Dataset entries:
----

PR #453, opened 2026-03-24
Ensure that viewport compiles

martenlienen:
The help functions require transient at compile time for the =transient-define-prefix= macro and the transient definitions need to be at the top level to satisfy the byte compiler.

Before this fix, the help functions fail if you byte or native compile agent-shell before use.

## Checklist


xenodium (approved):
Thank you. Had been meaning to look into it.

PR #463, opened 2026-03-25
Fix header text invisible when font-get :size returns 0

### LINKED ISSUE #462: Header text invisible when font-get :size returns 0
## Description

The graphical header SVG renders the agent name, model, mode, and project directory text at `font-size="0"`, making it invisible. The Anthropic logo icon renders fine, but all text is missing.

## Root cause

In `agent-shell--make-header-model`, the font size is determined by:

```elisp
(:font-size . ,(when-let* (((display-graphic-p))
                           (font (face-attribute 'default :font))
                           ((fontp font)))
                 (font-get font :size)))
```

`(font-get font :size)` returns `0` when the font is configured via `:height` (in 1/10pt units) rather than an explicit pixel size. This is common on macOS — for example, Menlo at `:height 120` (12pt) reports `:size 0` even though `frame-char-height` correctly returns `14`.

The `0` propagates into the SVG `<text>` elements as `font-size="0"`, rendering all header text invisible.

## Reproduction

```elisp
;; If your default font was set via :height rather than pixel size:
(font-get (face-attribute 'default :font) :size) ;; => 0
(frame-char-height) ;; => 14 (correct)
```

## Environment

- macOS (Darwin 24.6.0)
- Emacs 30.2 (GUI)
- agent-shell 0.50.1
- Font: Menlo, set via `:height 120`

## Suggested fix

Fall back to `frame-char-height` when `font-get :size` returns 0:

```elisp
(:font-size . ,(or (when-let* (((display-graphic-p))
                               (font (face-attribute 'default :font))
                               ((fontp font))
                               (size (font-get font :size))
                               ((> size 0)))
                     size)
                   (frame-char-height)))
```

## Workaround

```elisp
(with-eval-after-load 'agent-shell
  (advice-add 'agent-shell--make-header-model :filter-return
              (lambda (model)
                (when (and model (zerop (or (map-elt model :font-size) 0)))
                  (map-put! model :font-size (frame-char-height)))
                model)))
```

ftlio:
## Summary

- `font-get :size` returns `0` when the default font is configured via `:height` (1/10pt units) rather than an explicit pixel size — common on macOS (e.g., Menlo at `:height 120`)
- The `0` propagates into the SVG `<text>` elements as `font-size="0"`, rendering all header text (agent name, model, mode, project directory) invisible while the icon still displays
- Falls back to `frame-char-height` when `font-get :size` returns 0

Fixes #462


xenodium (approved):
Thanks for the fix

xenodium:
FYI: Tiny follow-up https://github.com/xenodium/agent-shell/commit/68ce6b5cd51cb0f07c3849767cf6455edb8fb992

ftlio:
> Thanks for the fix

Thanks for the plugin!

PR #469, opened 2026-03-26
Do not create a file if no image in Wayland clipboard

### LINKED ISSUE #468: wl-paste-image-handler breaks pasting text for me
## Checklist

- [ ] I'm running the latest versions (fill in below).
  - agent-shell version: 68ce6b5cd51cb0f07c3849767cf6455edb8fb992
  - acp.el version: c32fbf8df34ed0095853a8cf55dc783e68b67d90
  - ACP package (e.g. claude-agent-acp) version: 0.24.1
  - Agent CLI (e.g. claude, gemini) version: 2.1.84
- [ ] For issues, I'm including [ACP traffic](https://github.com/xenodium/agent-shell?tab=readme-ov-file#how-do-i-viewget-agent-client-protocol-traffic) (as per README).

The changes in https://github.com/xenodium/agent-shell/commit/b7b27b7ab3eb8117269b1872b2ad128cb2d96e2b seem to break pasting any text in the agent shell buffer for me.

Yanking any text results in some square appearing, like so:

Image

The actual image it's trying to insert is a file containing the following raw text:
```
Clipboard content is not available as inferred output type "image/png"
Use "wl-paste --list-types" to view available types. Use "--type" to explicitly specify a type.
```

----

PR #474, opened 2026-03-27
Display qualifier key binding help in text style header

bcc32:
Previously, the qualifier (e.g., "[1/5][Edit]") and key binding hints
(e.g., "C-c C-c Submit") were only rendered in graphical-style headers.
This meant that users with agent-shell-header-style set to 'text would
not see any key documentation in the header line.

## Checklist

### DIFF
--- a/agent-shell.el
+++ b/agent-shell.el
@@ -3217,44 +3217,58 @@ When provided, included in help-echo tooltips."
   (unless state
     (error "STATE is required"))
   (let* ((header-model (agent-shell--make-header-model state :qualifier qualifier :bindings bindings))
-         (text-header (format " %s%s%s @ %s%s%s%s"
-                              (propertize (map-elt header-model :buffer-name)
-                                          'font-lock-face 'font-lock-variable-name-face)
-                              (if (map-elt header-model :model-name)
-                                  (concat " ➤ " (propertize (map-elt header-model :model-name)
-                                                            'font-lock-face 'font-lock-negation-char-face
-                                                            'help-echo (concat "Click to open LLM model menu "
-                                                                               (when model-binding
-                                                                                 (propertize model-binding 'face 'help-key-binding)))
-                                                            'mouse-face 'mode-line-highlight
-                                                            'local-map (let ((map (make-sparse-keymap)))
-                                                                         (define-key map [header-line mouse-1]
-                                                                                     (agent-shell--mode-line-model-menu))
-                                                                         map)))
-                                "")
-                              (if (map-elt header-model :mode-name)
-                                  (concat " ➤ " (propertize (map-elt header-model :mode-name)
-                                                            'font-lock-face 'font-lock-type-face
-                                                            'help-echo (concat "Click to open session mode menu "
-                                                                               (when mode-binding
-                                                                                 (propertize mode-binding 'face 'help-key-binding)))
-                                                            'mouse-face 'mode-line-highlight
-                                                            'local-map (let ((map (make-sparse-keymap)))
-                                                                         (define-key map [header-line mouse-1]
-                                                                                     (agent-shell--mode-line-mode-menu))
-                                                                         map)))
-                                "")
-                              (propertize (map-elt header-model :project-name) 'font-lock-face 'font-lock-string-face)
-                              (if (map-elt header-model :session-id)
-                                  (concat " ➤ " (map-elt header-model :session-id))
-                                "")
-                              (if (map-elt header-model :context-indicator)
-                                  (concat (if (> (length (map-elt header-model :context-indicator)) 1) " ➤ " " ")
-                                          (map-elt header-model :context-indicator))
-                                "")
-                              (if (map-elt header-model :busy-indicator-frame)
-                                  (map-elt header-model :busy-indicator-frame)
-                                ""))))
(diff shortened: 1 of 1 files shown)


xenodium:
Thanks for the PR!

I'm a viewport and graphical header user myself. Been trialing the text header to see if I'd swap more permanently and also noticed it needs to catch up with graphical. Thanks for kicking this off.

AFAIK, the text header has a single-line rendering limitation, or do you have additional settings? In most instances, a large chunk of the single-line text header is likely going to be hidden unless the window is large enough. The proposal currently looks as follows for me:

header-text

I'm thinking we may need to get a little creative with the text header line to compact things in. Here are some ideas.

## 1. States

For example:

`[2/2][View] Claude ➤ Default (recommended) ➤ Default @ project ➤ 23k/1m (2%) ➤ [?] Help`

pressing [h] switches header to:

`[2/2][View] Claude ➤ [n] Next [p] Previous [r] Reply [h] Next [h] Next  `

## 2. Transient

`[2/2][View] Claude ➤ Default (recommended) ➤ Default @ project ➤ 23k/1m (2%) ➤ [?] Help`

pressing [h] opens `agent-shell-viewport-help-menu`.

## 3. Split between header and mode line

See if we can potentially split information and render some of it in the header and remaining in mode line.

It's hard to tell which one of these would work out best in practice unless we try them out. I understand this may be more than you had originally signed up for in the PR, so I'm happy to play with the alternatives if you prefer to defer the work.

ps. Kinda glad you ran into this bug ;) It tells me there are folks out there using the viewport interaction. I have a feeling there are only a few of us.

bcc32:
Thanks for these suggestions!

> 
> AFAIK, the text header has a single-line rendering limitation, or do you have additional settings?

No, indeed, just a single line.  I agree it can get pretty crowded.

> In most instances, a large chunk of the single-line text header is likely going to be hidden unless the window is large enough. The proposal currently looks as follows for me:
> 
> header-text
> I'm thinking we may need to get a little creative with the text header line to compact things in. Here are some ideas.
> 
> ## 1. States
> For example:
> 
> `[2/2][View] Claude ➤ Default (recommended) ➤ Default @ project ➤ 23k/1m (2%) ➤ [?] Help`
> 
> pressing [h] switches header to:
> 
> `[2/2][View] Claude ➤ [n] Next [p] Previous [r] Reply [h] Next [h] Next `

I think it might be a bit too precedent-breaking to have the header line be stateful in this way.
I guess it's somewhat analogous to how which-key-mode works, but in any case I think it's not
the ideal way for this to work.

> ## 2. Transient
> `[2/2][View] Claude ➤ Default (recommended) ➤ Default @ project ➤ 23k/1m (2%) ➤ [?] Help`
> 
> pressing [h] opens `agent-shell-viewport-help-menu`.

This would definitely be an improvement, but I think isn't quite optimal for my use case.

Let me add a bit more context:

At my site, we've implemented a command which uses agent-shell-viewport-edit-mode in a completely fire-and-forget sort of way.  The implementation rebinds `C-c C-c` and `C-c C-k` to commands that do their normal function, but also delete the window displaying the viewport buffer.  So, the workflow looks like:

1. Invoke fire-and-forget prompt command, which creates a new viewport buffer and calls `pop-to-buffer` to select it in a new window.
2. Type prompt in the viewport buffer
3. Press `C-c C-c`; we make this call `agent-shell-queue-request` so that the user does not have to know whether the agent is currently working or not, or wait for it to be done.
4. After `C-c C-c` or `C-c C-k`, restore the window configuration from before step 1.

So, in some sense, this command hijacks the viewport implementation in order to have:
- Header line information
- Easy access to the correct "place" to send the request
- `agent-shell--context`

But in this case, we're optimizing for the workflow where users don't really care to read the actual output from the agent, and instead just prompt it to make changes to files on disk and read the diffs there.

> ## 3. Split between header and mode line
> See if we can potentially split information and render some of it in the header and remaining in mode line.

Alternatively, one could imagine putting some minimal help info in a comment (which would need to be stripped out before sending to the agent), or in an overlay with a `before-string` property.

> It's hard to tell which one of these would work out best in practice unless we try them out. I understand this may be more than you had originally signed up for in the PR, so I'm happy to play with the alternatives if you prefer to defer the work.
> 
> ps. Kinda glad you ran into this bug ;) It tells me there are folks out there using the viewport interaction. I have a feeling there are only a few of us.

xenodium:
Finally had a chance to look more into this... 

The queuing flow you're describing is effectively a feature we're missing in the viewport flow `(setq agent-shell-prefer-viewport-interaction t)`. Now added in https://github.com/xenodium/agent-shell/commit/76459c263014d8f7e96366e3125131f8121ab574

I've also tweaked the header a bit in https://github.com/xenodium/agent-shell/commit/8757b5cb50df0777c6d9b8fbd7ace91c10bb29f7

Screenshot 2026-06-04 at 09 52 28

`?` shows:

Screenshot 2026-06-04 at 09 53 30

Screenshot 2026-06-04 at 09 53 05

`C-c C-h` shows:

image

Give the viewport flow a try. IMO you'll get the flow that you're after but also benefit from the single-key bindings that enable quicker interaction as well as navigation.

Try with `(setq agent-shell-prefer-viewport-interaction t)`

----

**WHAT NEEDS TO BE DONE**
Identify every line above that includes the word "menu", and show those lines.

**TASK RESULT**
-                                                            'help-echo (concat "Click to open LLM model menu "
-                                                                                     (agent-shell--mode-line-model-menu))
-                                                            'help-echo (concat "Click to open session mode menu "
-                                                                                     (agent-shell--mode-line-mode-menu))
pressing [h] opens `agent-shell-viewport-help-menu`.
> pressing [h] opens `agent-shell-viewport-help-menu`.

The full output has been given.